[Records for this exercise — start]
PR #474, opened 2022-09-08
Introduce keypair generation as engine ctrl command

istepic:
As discussed in https://github.com/OpenSC/libp11/pull/379 and
https://github.com/OpenSC/libp11/pull/378 we need a generic interface
that supports multiple algorithms for key generation. Attempt was made
to create a new keygen method and register it in PKCS11_pkey_meths() in
p11_pkey.c (so that it's possible to generate keys using OpenSSL's
EVP_PKEY_* API) but multiple design issues appeared. How and where do you
pass the key ID, token label and alike was the first question. As
suggested by the maintainer here:
https://github.com/OpenSC/libp11/pull/379#issuecomment-820588833,
app_data from EVP_PKEY_CTX was (mis)used and that worked well. The
reason why this approach was abandoned is because a good (or bad) way
to get a handle of the PKCS11_CTX_private, that is necessary for the
Cryptoki call, was not found.
The way other operations work is that they rely on the key being
loaded *_first_* through ENGINE_load_public(private)_key because this
is when the PKCS11_CTX gets initialized and a handle to
PKCS11_OBJECT_private gets set to the ex_data of the underlying key.
Key generation obviously cannot rely on that mechanism since key
doesn't yet exist.

Instead, a generic PKCS11_generate_key interface was made that
takes a structure describing the key generation algorithm. For now
it only contains simple options like curve name for ECC or number
of bits for RSA key generation. This interface can then be used
as any other PKCS11 wrapper interface or using the ENGINE control
commands. Using it with ENGINE control commands is demonstrated in
the new tests/keygen.c file.

Code for ECC keygen was taken from:
https://github.com/OpenSC/libp11/pull/379 and reworked to compile and
work with some new additions to libp11 i.e. templates.

### DIFF
--- a/src/eng_back.c
+++ b/src/eng_back.c
@@ -257,7 +257,43 @@ static int ENGINE_CTX_ctrl_set_vlog(ENGINE_CTX *ctx, void *cb)
 	return 1;
 }
 
-int ENGINE_CTX_ctrl(ENGINE_CTX *ctx, int cmd, long i, void *p, void (*f)(void))
+static int ENGINE_CTX_keygen(ENGINE_CTX *ctx, void *p)
+{
+	int rv;
+	PKCS11_KGEN_ATTRS *kg_attrs = p;
+	PKCS11_SLOT* found_slot = NULL;
+
+	if (kg_attrs == NULL)
+		return 0;
+
+	/* Delayed libp11 initialization */
+	if (UTIL_CTX_init_libp11(ctx->util_ctx)) {
+		ENGerr(ENG_F_CTX_LOAD_OBJECT, ENG_R_INVALID_PARAMETER);
+		return 0;
+	}
+
+	found_slot = UTIL_CTX_find_token(ctx->util_ctx, kg_attrs->token_label);
+	if (!found_slot)
+		return 0;
+
+	/* Try logging in */
+	ERR_clear_error();
+	if (!(found_slot->token->loginRequired && UTIL_CTX_login(ctx->util_ctx,
+	    found_slot, ctx->ui_method, ctx->ui_data)))
+		return 0;
+
+	rv = PKCS11_keygen(found_slot->token, kg_attrs);
+	if (rv < 0) {
+		ENGINE_CTX_log(ctx, LOG_ERR,
+			"Failed to generate a key pair on the token. Error code: %d\n",
+			rv);
+		return 0;
+	}
+
+	return 1;
+}
+
+int ENGINE_CTX_ctrl(ENGINE_CTX *ctx, int cmd, long i, void *p, void (*f)())
 {
 	(void)i; /* We don't currently take integer parameters */
 	(void)f; /* We don't currently take callback parameters */
@@ -293,6 +329,8 @@ int ENGINE_CTX_ctrl(ENGINE_CTX *ctx, int cmd, long i, void *p, void (*f)(void))
 		return ENGINE_CTX_ctrl_set_vlog(ctx, p);
 	case CMD_DEBUG_LEVEL:
 		return ENGINE_CTX_ctrl_set_debug_level(ctx, (int)i);
+	case CMD_KEYGEN:
+		return ENGINE_CTX_keygen(ctx, p);
 	default:
 		ENGerr(ENG_F_CTX_ENGINE_CTRL, ENG_R_UNKNOWN_COMMAND);
 		break;
--- a/src/libp11-int.h
+++ b/src/libp11-int.h
@@ -332,9 +332,13 @@ extern int pkcs11_generate_random(PKCS11_SLOT_private *, unsigned char *r, unsig
 /* Internal implementation of deprecated features */
 
 /* Generate and store a private key on the token */
-extern int pkcs11_generate_key(PKCS11_SLOT_private *tpriv,
-	int algorithm, unsigned int bits,
-	char *label, unsigned char *id, size_t id_len);
+extern int pkcs11_rsa_keygen(PKCS11_SLOT_private *tpriv,
+	unsigned int bits, const char *label, const unsigned char *id,
+	size_t id_len, const PKCS11_params* params);
+
+extern int pkcs11_ec_keygen(PKCS11_SLOT_private *tpriv,
+	const char *curve , const char *label, const unsigned char *id,
+	size_t id_len, const PKCS11_params* params);
 
 /* Get the RSA key modulus size (in bytes) */
 extern int pkcs11_get_key_size(PKCS11_OBJECT_private *);
--- a/src/p11_key.c
+++ b/src/p11_key.c
@@ -29,13 +29,19 @@
 /* The maximum length of PIN */
 #define MAX_PIN_LENGTH   256
 
-static int pkcs11_find_keys(PKCS11_SLOT_private *, CK_SESSION_HANDLE, unsigned int, PKCS11_TEMPLATE *);
-static int pkcs11_next_key(PKCS11_CTX_private *ctx, PKCS11_SLOT_private *,
-	CK_SESSION_HANDLE session, CK_OBJECT_CLASS type);
+static int pkcs11_find_keys(PKCS11_SLOT_private *, CK_SESSION_HANDLE, unsigned int,
+	PKCS11_TEMPLATE *);
 static int pkcs11_init_key(PKCS11_SLOT_private *, CK_SESSION_HANDLE session,
 	CK_OBJECT_HANDLE o, CK_OBJECT_CLASS type, PKCS11_KEY **);
+static int pkcs11_init_keygen(PKCS11_SLOT_private *, CK_SESSION_HANDLE *);
+static int pkcs11_next_key(PKCS11_CTX_private *ctx, PKCS11_SLOT_private *,
+	CK_SESSION_HANDLE session, CK_OBJECT_CLASS type);
 static int pkcs11_store_key(PKCS11_SLOT_private *, EVP_PKEY *, CK_OBJECT_CLASS,
 	char *, unsigned char *, size_t, PKCS11_KEY **);
+static void pkcs11_common_pubkey_attr(PKCS11_TEMPLATE *, const char *,
+	const unsigned char *, size_t);
+static void pkcs11_common_privkey_attr(PKCS11_TEMPLATE *, const char *,
+	const unsigned char *, size_t, const PKCS11_params *);
 
 /* Helper to acquire object handle from given template */
 static CK_OBJECT_HANDLE pkcs11_handle_from_template(PKCS11_SLOT_private *slot,
@@ -272,11 +278,12 @@ int pkcs11_reload_object(PKCS11_OBJECT_private *obj)
 }
 
 /**
- * Generate a key pair directly on token
+ * Generate RSA key pair directly on token
  */
-int pkcs11_generate_key(PKCS11_SLOT_private *slot, int algorithm, unsigned int bits,
-		char *label, unsigned char *id, size_t id_len) {
-
+int pkcs11_rsa_keygen(PKCS11_SLOT_private *slot, unsigned int bits,
+		const char *label, const unsigned char *id, size_t id_len,
+		const PKCS11_params *params)
+{
 	PKCS11_CTX_private *ctx = slot->ctx;
 	CK_SESSION_HANDLE session;
 	PKCS11_TEMPLATE pubtmpl = {0}, privtmpl = {0};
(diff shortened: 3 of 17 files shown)


istepic:
Hello @mtrojnar, does this approach to key generation seem plausible _at all_ to you?

ldts:
what is the status of this PR? has it been abandoned as well? It seems there was a previous attempt at implementing EC keygen which didn't prosper either (https://github.com/OpenSC/libp11/pull/379).

is there are reason not to pursue either of them?

dengert:
> what is the status of this PR? has it been abandoned as well? It seems there was a previous attempt at implementing EC keygen which didn't prosper either (https://github.com/OpenSC/libp11/pull/379).

is there are reason not to pursue either of them?

IMHO biggest issue with both of these is when will OpenSSL drops engine support and what happens to libp11.

mwasilew:
Is there an alternative way of generating EC key pairs on the token? It is currently possible to generate EC keys with pkcs11-tool, but not libp11 API.

istepic:
> Is there an alternative way of generating EC key pairs on the token? It is currently possible to generate EC keys with pkcs11-tool, but not libp11 API.

No alternative way for EC keys.

mtrojnar:
The engine interface looks good to me.

On the other hand, changing the definition of `PKCS11_generate_key()` is unacceptable, because it breaks each and every existing function that uses that API function.  You need to define a new API function instead (e.g., `PKCS11_keygen()`) and reimplement the existing `PKCS11_generate_key()` API function as a wrapper for the new `PKCS11_keygen()`.

rafajunio:
Hello @mtrojnar , can you please check if the PR is good for you now? 

I requested Ivan access for change the patch.

I do not known what to do with the hex_to_bin in the p11_front.c, but I do not want to introduce even more changes to the PR.

mtrojnar:
@rafajunio

The API looks better now.  I think it should be possible to merge this feature.

@olszomal and myself are in the middle of implementing PKCS#11 provider. More internal changes in PIN UI will be implemented soon.  Please wait a few weeks for the code changes to stabilize, and then I'll ask you to rebase your PR on top of the new code.  What do you think?

rafajunio:
@mtrojnar 
I tried to refactor as much as possible, I also tried to create the provider test already but I could not. Either way I upload the code for you start the review, if you have some hint please let me known

tests/keygen.c
```diff
@@ -0,0 +1,244 @@
...
+		printf("RSA Sign-verify failed with err code: %d\n", ret);
+		goto cleanup;
+	}
+	printf("RSA Sign-verify success\n");
+
+	ret = 0;
+cleanup:
+	if (!engine)
+		ENGINE_finish(engine);
+
```
olszomal, line 242: Remember to call EVP_PKEY_free()

tests/keygen.c
```diff
@@ -0,0 +1,244 @@
...
+	if (!ENGINE_init(engine)) {
+		printf("Could not initialize engine\n");
+		display_openssl_errors(__LINE__);
+		goto cleanup;
+	}
+
+	/*
+	 * EC key generation test
+	 */
+	PKCS11_EC_KGEN ec = {
```
olszomal, line 177: Declare structures and variables at the beginning of the code block, following the C89/C90 standard.

tests/keygen.c
```diff
@@ -0,0 +1,244 @@
...
+	EVP_PKEY *ecpb = ENGINE_load_public_key(engine, "1234", NULL, NULL);
+	EVP_PKEY *ecpr = ENGINE_load_private_key(engine, "1234", NULL, NULL);
+	if ((ret = sign_verify_test(ecpr, ecpb)) < 0) {
+		printf("ECC Sign-verify failed with err code: %d\n", ret);
+		goto cleanup;
+	}
+	printf("ECC Sign-verify success\n");
+
+	/*
+	 * RSA key generation test
```
olszomal, line 209: Split the test into two separate cases for RSA and EC key generation to maintain consistency with existing tests.

src/eng_back.c
```diff
@@ -257,7 +257,54 @@ static int ENGINE_CTX_ctrl_set_vlog(ENGINE_CTX *ctx, void *cb)
...
+	 * continue and try to login first
+	 */
+	if (!UTIL_CTX_get_force_login(ctx->util_ctx)) {
+		ERR_clear_error();
+		if (!PKCS11_keygen(found_slot->token, kg_attrs)) {
+			return 1;
+		}
+	}
+
+	// Try with logging in
```
olszomal, line 290: This project uses C-style comments instead of C++.

tests/keygen-prov.c
```diff
@@ -0,0 +1,299 @@
...
+	if (argc < 4) {
+		printf("Too few arguments\n");
+		printf("%s [TOKEN1] [KEY-LABEL] [PIN] [module]\n", argv[0]);
+		exit(ret);
+	}
+	const char *token_label = argv[1], *key_label = argv[2], *module = argv[4];
+	char *key_pass = argv[3];
+
+	/* Load pkcs11prov and default providers */
+	if (!providers_load()) {
```
olszomal, line 150: Unfortunately, the OpenSSL provider currently only supports retrieving objects from the token, meaning it cannot be used for key generation.
Please remove the key generation test for the provider.

src/util.h
```diff
@@ -61,9 +61,13 @@ void UTIL_CTX_free_libp11(UTIL_CTX *ctx);
 void UTIL_CTX_set_vlog_a(UTIL_CTX *ctx, PKCS11_VLOG_A_CB vlog);
 void UTIL_CTX_set_debug_level(UTIL_CTX *ctx, int debug_level);
 void UTIL_CTX_log(UTIL_CTX *ctx, int level, const char *format, ...);
+int UTIL_CTX_hex_to_bin(UTIL_CTX *ctx, const char *in, char *out, size_t *outlen);
 
 int UTIL_CTX_set_pin(UTIL_CTX *ctx, const char *pin);
 void UTIL_CTX_set_force_login(UTIL_CTX *ctx, int force_login);
+int UTIL_CTX_get_force_login(UTIL_CTX *ctx);
```
olszomal, line 68: Remove the unused function UTIL_CTX_get_force_login().

olszomal (changes requested):
Excellent work – the code is clean and well-structured, making it easy to review.

I confirm that key pair generation works correctly for both the libp11 library and the engine.

Unfortunately, the OpenSSL provider currently only supports retrieving objects from the token, meaning it cannot be used for key generation. Please remove the key generation test for the provider.

src/eng_back.c
```diff
@@ -257,7 +257,43 @@ static int ENGINE_CTX_ctrl_set_vlog(ENGINE_CTX *ctx, void *cb)
...
+		return 0;
+	}
+
+	found_slot = UTIL_CTX_find_token(ctx->util_ctx, kg_attrs->token_label);
+	if (!found_slot)
+		return 0;
+
+	/* Try with logging in */
+	ERR_clear_error();
+	if (found_slot->token->loginRequired && UTIL_CTX_login(ctx->util_ctx,
```
olszomal, line 281: If token login is required, UTIL_CTX_login() must be called. However, try to generate a key pair.

src/p11_key.c
```diff
@@ -332,6 +326,82 @@ int pkcs11_generate_key(PKCS11_SLOT_private *slot, int algorithm, unsigned int b
...
+	if (curve_nid == NID_undef)
+		curve_nid = OBJ_sn2nid(curve);
+	if (curve_nid == NID_undef)
+		curve_nid = OBJ_ln2nid(curve);
+	if (curve_nid == NID_undef)
+		return -1;
+	curve_obj = OBJ_nid2obj(curve_nid);
+	if (!curve_obj)
+		return -1;
+	// convert to DER format and take just the length
```
olszomal, line 363: Use C-style comments instead of C++. This note applies to all comments; sorry for the confusion.

tests/Makefile.am
```diff
@@ -72,6 +76,7 @@ rsa_pss_sign_prov_SOURCES = rsa-pss-sign-prov.c helpers_prov.c
 rsa_oaep_prov_SOURCES = rsa-oaep-prov.c helpers_prov.c
 store_cert_prov_SOURCES = store-cert-prov.c helpers_prov.c
 check_all_prov_SOURCES = check-all-prov.c helpers_prov.c
+keygen_prov_SOURCES = keygen-prov.c helpers_prov.c
```
olszomal, line 79: Unused

tests/ec-keygen.c
```diff
@@ -0,0 +1,229 @@
...
+	}
+	printf("ECC keys generated\n");
+
+	ecpb = ENGINE_load_public_key(engine, "2233", NULL, NULL);
+	ecpr = ENGINE_load_private_key(engine, "2233", NULL, NULL);
+	if ((ret = sign_verify_test(ecpr, ecpb)) < 0) {
+		printf("ECC Sign-verify failed with err code: %d\n", ret);
+		goto cleanup;
+	}
+	printf("ECC Sign-verify success\n");
```
olszomal, line 218: Formally, it should be EC keys instead of ECC keys, as EC refers specifically to Elliptic Curve keys, while ECC refers to the broader field of Elliptic Curve Cryptography.

src/libp11-int.h
```diff
@@ -332,9 +332,13 @@ extern int pkcs11_generate_random(PKCS11_SLOT_private *, unsigned char *r, unsig
 /* Internal implementation of deprecated features */
 
 /* Generate and store a private key on the token */
-extern int pkcs11_generate_key(PKCS11_SLOT_private *tpriv,
-	int algorithm, unsigned int bits,
-	char *label, unsigned char *id, size_t id_len);
+extern int pkcs11_rsa_keygen(PKCS11_SLOT_private *tpriv,
+	unsigned int bits, const char *label, const unsigned char* id,
+	size_t id_len, const PKCS11_params* params);
```
olszomal, line 337: Please use `TYPE *ptr` instead of `TYPE* ptr` to follow the project's convention.

olszomal (changes requested):
Generally well done! Some minor style tweaks, but also a significant issue that needs attention.

tests/ec-keygen.c
```diff
@@ -0,0 +1,229 @@
...
+	ecpr = ENGINE_load_private_key(engine, "2233", NULL, NULL);
+	if ((ret = sign_verify_test(ecpr, ecpb)) < 0) {
+		printf("EC Sign-verify failed with err code: %d\n", ret);
+		goto cleanup;
+	}
+	printf("EC Sign-verify success\n");
+
+	ret = 0;
+cleanup:
+	if (!engine)
```
olszomal, line 222: This condition is incorrect.
ENGINE_finish(engine) should be called unconditionally to release the functional reference obtained via ENGINE_init(). Please remove the if statement and call ENGINE_finish(engine); directly. Skipping it when engine == NULL is safe, as the function handles that internally.

tests/rsa-keygen.c
```diff
@@ -0,0 +1,229 @@
...
+	rsapr = ENGINE_load_private_key(engine, "4321", NULL, NULL);
+	if ((ret = sign_verify_test(rsapr, rsapb)) < 0) {
+		printf("RSA Sign-verify failed with err code: %d\n", ret);
+		goto cleanup;
+	}
+	printf("RSA Sign-verify success\n");
+
+	ret = 0;
+cleanup:
+	if (!engine)
```
olszomal, line 222: The condition is incorrect.

olszomal (changes requested):

olszomal (approved):
Looks good — thanks for the changes!
I’ll take care of the small style issue separately to keep things moving.

src/p11_key.c
```diff
@@ -272,48 +278,36 @@ int pkcs11_reload_object(PKCS11_OBJECT_private *obj)
...
+{
 	PKCS11_CTX_private *ctx = slot->ctx;
 	CK_SESSION_HANDLE session;
 	PKCS11_TEMPLATE pubtmpl = {0}, privtmpl = {0};
 	CK_MECHANISM mechanism = {
 		CKM_RSA_PKCS_KEY_PAIR_GEN, NULL_PTR, 0
 	};
 	CK_ULONG num_bits = bits;
-	CK_BYTE public_exponent[] = { 1, 0, 1 };
+	CK_BYTE public_exponent[] = { 1, 0, 0, 0, 1 };
```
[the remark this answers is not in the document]
proxyrer: Interesting! So the value is indeed a valid exponent? Sorry, I'm not too well-versed in cryptography. It seems then that the real limitation that got me here is that the software I use that signs the CSR does not support large public key exponents. Is there a way to specify desired public key exponent in libp11 during key generation? Also let me know if you'd rather I open an issue to move this discussion elsewhere.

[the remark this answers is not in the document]
mtrojnar: @istepic Would you kindly share your rationale for changing `{ 1, 0, 1 }` to `{ 1, 0, 0, 0, 1 }`?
[Records for this exercise — finish]
Take the entries above and copy out all lines with the string "argv".

+		printf("%s [TOKEN1] [KEY-LABEL] [PIN] [module]\n", argv[0]);
+	const char *token_label = argv[1], *key_label = argv[2], *module = argv[4];
+	char *key_pass = argv[3];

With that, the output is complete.